Here's a quick one while I wait for the UPS man to show up with some hubs for our next round of builds.
People often think of spokes purely in tension. A spoke's tensile strength is relevant and important, but a spoke's compression characteristics are probably more important. Spokes almost never break because their tensile limit was exceeded. That happens when you crash and someone rolls over your wheel and spokes, or some such thing, but when a rear non-drive side spoke fails (most common spoke failure), that's not what's happened. Those spokes almost always fail at the hub, and they fail through a lack of tension, not an excess of it.
To illustrate this, I have people imagine that they are holding a paper clip. Grab a friend and play tug of war with that paper clip until you break it. Good luck with that. Now, take the paper clip and fold the wire back and forth a few times. It breaks easily. A very similar cyclic loading is what's happened when a rear non-drive spoke fails. The spoke doesn't have enough tension so it goes from slack to tight as the wheel rolls, and that cycling weakens the wire and breaks the spoke.

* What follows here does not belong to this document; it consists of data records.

PR #175, opened 2015-06-24
Add ModulateHierarchyLimits

dnesbitt61:
Modify arterial hierarchy distance from destination based on route length and (later) density at the destination.

### DIFF
--- a/valhalla/thor/pathalgorithm.h
+++ b/valhalla/thor/pathalgorithm.h
@@ -144,9 +144,9 @@ class PathAlgorithm {
   /**
    * Add edges at the origin to the adjacency list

More heavily butted spokes (spokes that have thinner middle sections relative to their ends) resist this cyclic loading better than less heavily butted spokes. As the butted spoke goes slack, the mid-section of the spoke is able to bend and "soak up" that compression. The less butted or straight gauge spoke doesn't bend as readily (or at all) in the middle, so it sends that compressive stress to the only place it can go - the end of the spoke.

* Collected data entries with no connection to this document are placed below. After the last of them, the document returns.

PR #177, opened 2015-06-26
Separate multimodal code

dnesbitt61:
Add method to test if destination cannot be reached. Does a shortest path test from the destination to see if a transit stop can be reached within the max mode distance at the destination (currently assumes pedestrian). This will prevent long search times on transit routes where there is no stop near the destination. Later when other travel modes are added the method will have to be extended.

Thor service and pathtest now do this check.


gknisely:
:ship:

PR #178, opened 2015-06-26
Assign motorway_junction and fork on node

dgearhart:


dgearhart:
depends on odin updates

PR #179, opened 2015-07-01
Cleanup and some simplification

dnesbitt61:
Add convenience method to add to adjacency list and temporarily label an edge. Remove edgelabel_index and just use size of the edgelabels vector. Remove graphreader from FormPath (not used).


gknisely:
:ship:

PR #363, opened 2016-05-20
trival path never had date_time set.

gknisely:


gknisely:
Just a copy and paste from below.

dnesbitt61:
:ship:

The picture above shows how I illustrate this for people when I have spokes at hand. The CX Ray and Laser give almost no resistance before their mid sections kick out. The D-Light gives some resistance. The straight gauge just hurts your hand. We use straight gauge spokes for tuning our spoke thread machine - we've never built a wheel with straight gauge spokes and we won't do it.

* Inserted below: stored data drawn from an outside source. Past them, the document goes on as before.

PR #370, opened 2016-05-25
Matrix & Optimized now using CostMatrix

kdiluca:
This updates calls the new CostMatrix::SourceToTarget function for all matrix and optimized requests to make response times faster

### DIFF
--- a/src/thor/matrix.cc
+++ b/src/thor/matrix.cc
@@ -8,7 +8,7 @@ using namespace prime_server;
 #include <valhalla/sif/autocost.h>
 #include <valhalla/sif/bicyclecost.h>
 #include <valhalla/sif/pedestriancost.h>
-#include <valhalla/thor/timedistancematrix.h>
+#include <valhalla/thor/costmatrix.h>
 
 #include "thor/service.h"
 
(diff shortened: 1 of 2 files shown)


dnesbitt61:
:shipit:

src/thor/matrix.cc
```diff
@@ -153,23 +153,32 @@ namespace valhalla {
...
-         matrix_action_type = "many-to-one";
-         break;
-       case MATRIX_TYPE::MANY_TO_MANY:
-         json = serialize_many_to_many(request.get_optional<std::string>("id"), correlated, tdmatrix.ManyToMany(correlated, reader, mode_costing, mode), units, distance_scale);
-         matrix_action_type = "many-to-many";
-         break;
-      }
+        case MATRIX_TYPE::ONE_TO_MANY:
+          source.push_back(correlated.front());
+          target.insert(target.begin(), correlated.begin(), correlated.end());
```
kevinkreiser: you can just use assignment here instead of insertion, it migth read better

kevinkreiser: in fact since they are all doing this maybe it would be better to just assign them at the begining and then erase what you dont need in each case except the last

src/thor/optimized_path.cc
```diff
@@ -39,8 +39,12 @@ namespace valhalla {
       // Forward the original request
       result.messages.emplace_back(std::move(request_str));
 
-      TimeDistanceMatrix tdmatrix;
-      std::vector<TimeDistance> td = tdmatrix.ManyToMany(correlated, reader, mode_costing, mode);
+      CostMatrix costmatrix;
+      std::vector<baldr::PathLocation> source;
```
kevinkreiser: same here you dont neven need to make  a source and target vector, simply use correlated for both in the call below

PR #374, opened 2016-05-26
Do not decrement remaining sources or targets if already at 0

dnesbitt61:
(since unsigned int). This leads to no way to terminate the method.


gknisely:
:+1:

For spokes that are unlikely to ever go into compression, like the drive side spokes on a rear or the disc side spokes on a front disc wheel, this doesn't come into play. This makes the D-Light a great choice there, because they're still nice and light, but offer some extra insurance against long term "creep" of the spoke, which results in loss of tension over long periods of time. Young's modulus, tensile strength, impressive physics-sounding words go here. CX Rays actually gain some stiffness from the working that they go through in their journey from being a Laser to becoming a CX Ray, so they resist that creep a bit better than Lasers.